Par exemple, un syndicaliste a demandé une étude sur le salaire minimum parce que cela aurait occasionné des pertes d’emploi. Nous étions choqués car nous nous attendrions que ce soit un patron du privé qui dise cela… Or, d’après lui, certains doivent licencier leur servante à cause du salaire minimum… Certes, c’est une question de rapport de force. Si vous êtes suffisamment fort et pouvez influencer les décisions politiques, vos demandes peuvent passer. Mais, si vous y allez pour la galerie, they take you for a ride…
Ces rencontres ont donc pour vous toute leur utilité ?
Je répondrai par un oui catégorique. Pendant trop longtemps, les leaders syndicaux ont soulevé des questions dépassant le cadre de la réalité. Beaucoup se revendiquent de mouvements apolitiques. Comment un syndicat peut-il être apolitique ? Un combat syndical est politique. Quand nous nous mobilisons pour l’augmentation de la pension, en faveur du salaire minimum, c’est une mobilisation politique. Il faut faire la différence entre politique et politique partisane.
Je reviens d’une rencontre syndicale en Afrique où il a été question de consolider la démocratie. 75% des syndicats présents pensaient que leur rôle consistait à défendre leurs membres. Or, un syndicat représente la classe des travailleurs et non seulement ses membres. Donc, lorsque des travailleurs étrangers sont surexploités, la CTSP milite pour qu’ils aient plus de justice sociale car autrement, ce sont les Mauriciens qui seront victimes. La demande pour des travailleurs étrangers bon marché, exploités, augmentera et il n’y aura plus de place pour les Mauriciens. Donc, les syndicats doivent être partie prenante de toute décision politique concernant la société civile comme le budget, la carte d’identité, etc.
De quelle manière auriez-vous souhaité améliorer ces consultations prébudgétaires en vue de l’aboutissement des revendications ?
Il existe un problème fondamental dans notre pays : le money politics.
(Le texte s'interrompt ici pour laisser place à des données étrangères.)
PR #2339, opened 2024-03-20
Add support for openat2.

### LINKED ISSUE #1400: Support for openat2()
On Linux, the recent ``openat2()`` system call provides a broader API surface than ``openat()``. However, it's not yet wrapped in GLIBC, so it would be necessary to make the system call directly. Would this be a problem in terms of maintainability and portability, or is this something that the Nix crate is already used to dealing with?

blinsay:
## What does this PR do

Adds support for openat2 on linux. Includes a new `ResolveFlag` struct to pass resolve flags, which is passed directly to the new `fcntl::openat2` function. `libc::open_how` isn't exposed in any way here, which will mean this API needs to change if there's an update that extends `libc::open_how` with new fields.

Given that the whole point of `libc::open_how` is that it's extensible, I'm not sure that this is the right way to go about adding this API. I could be convinced to go back and add something that looks more like the stdlib's `OpenOptions` that would allow adding more arguments to this function without a breaking change. I would love some input/direction here.

Fixes #1400.

## Checklist:

### DIFF
--- a/changelog/2339.added.md
+++ b/changelog/2339.added.md
@@ -1,0 +1,1 @@
+Added support for openat2 on linux.
--- a/src/fcntl.rs
+++ b/src/fcntl.rs
@@ -242,6 +242,119 @@ pub fn openat<P: ?Sized + NixPath>(
     Errno::result(fd)
 }
 
+cfg_if::cfg_if! {
+    if #[cfg(target_os = "linux")] {
+        libc_bitflags! {
+            /// Path resolution flags.
+            ///
+            /// See [path resolution(7)](https://man7.org/linux/man-pages/man7/path_resolution.7.html)
+            /// for details of the resolution process.
+            pub struct ResolveFlag: libc::c_ulonglong {
+                /// Do not permit the path resolution to succeed if any component of
+                /// the resolution is not a descendant of the directory indicated by
+                /// dirfd.  This causes absolute symbolic links (and absolute values of
+                /// pathname) to be rejected.
+                RESOLVE_BENEATH;
+
+                /// Treat the directory referred to by dirfd as the root directory
+                /// while resolving pathname.
+                RESOLVE_IN_ROOT;
+
+                /// Disallow all magic-link resolution during path resolution. Magic
+                /// links are symbolic link-like objects that are most notably found
+                /// in proc(5);  examples include `/proc/[pid]/exe` and `/proc/[pid]/fd/*`.
+                ///
+                /// See symlink(7) for more details.
+                RESOLVE_NO_MAGICLINKS;
+
+                /// Disallow resolution of symbolic links during path resolution. This
+                /// option implies RESOLVE_NO_MAGICLINKS.
+                RESOLVE_NO_SYMLINKS;
+
+                /// Disallow traversal of mount points during path resolution (including
+                /// all bind mounts).
+                RESOLVE_NO_XDEV;
+            }
+        }
+
+        /// Specifies how [openat2] should open a pathname.
+        ///
+        /// See <https://man7.org/linux/man-pages/man2/open_how.2type.html>
+        #[repr(transparent)]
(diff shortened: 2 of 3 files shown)


blinsay:
Also, I haven't added the changelog yet because I wasn't sure what my PR number would be. I'll go ahead and add that once I get some input on what the API should look like.

SteveLauC:
Hi, thanks for this, I will take a look at this PR this weekend:)

SteveLauC:
Hi, thanks for the PR and thoughts on the API design:)

>  which will mean this API needs to change if there's an update that extends libc::open_how with new fields.

Yeah, this is bad and we should avoid it.

> I could be convinced to go back and add something that looks more like the stdlib's `OpenOptions` that would allow adding more arguments to this function without a breaking change.

Yeah, a builder pattern for `OpenHow` would work well:

1. Nix won't introduce breaking changes when the Linux kernel extends this structure, we can simply add new `.with_new_field(field_value)` methods.
2. The [manual](https://man7.org/linux/man-pages/man2/open_how.2type.html) mentions that:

Les partis politiques à Maurice ne sont pas reconnus comme une entité légale et n’ont pas tenu à soumettre des Audited Accounts car ils reçoivent de l’argent du secteur privé. Quand quelqu’un vous donne de l’argent, il a une attente en retour. Tant que le système de financement des partis politiques ne change pas et que des compagnies privées les financent, il y aura toujours ce lobbying des capitalistes qui imposent leur agenda. La seule manière de contrecarrer cela, c’est d’imposer notre agenda par le pouvoir de nos votes. Mais je suis pessimiste à ce sujet car nous sommes encore une nation de roder bout.
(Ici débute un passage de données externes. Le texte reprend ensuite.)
PR #2343, opened 2024-03-22
Fix the build with the next version of libc

### LINKED ISSUE #2342: Build breakage with libc 0.2.154 from git
Nix builds successfully with the most recently released libc: 0.2.153.  But the version currently in git contains some backwards-incompatible changes.

Here is a simplified build output, on FreeBSD amd64:
```
error[E0308]: mismatched types
   --> src/sys/select.rs:113:65
    |
113 |             range: 0..highest.map(|h| h as usize + 1).unwrap_or(FD_SETSIZE),
    |                                                       --------- ^^^^^^^^^^ expected `usize`, found `i32`
    |                                                       |
    |                                                       arguments to this method are incorrect
    |
help: the return type of this call is `i32` due to the type of the argument passed
   --> src/sys/select.rs:113:23
    |
113 |             range: 0..highest.map(|h| h as usize + 1).unwrap_or(FD_SETSIZE),
    |                       ^^^^^^^^^^^^^^^^^^^^^^^^^^^^^^^^^^^^^^^^^^----------^
    |                                                                 |
    |                                                                 this argument influences the return type of `unwrap_or`
note: method defined here
   --> /localhome/somers/.rustup/toolchains/nightly-x86_64-unknown-freebsd/lib/rustlib/src/rust/library/core/src/option.rs:953:12
    |
953 |     pub fn unwrap_or(self, default: T) -> T {
    |            ^^^^^^^^^
help: you can convert an `i32` to a `usize` and panic if the converted value doesn't fit
    |
113 |             range: 0..highest.map(|h| h as usize + 1).unwrap_or(FD_SETSIZE.try_into().unwrap()),
    |                                                                           ++++++++++++++++++++

error[E0308]: mismatched types
   --> src/unistd.rs:826:41
    |
826 |     unsafe { libc::execv(path.as_ptr(), args_p.as_ptr()) };
    |              -----------                ^^^^^^^^^^^^^^^ types differ in mutability
    |              |
    |              arguments to this function are incorrect
    |
    = note: expected raw pointer `*const *mut i8`
               found raw pointer `*const *const i8`
note: function defined here
   --> /usr/home/somers/src/rust/libc/src/unix/mod.rs:843:12
    |
843 |     pub fn execv(prog: *const c_char, argv: *const *mut c_char) -> ::c_int;
    |            ^^^^^
```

Pour un changement donc, il faut que tous les interlocuteurs dans la société soient sur un pied d’égalité. Par exemple, il y a 15 ans, je lance la question du PRGF. Le patronat a toujours pu bloquer le projet avec la force de l’argent jusqu’à ce que la Workers Right Act (2019) entre en vigueur. Quand nous faisons la grève de la faim, la société civile vient nous soutenir. Nous avons donc créé un rapport de force qui n’est pas que syndical. Le gouvernement a fini par comprendre que le privé peut lui donner de l’argent mais pour qu’il puisse être élu, il lui faut des votes… Quand il est allé dans le sens du peuple, il a été élu… Il est absolument capital que les syndicats s’engagent dans les décisions politiques concernant la société civile.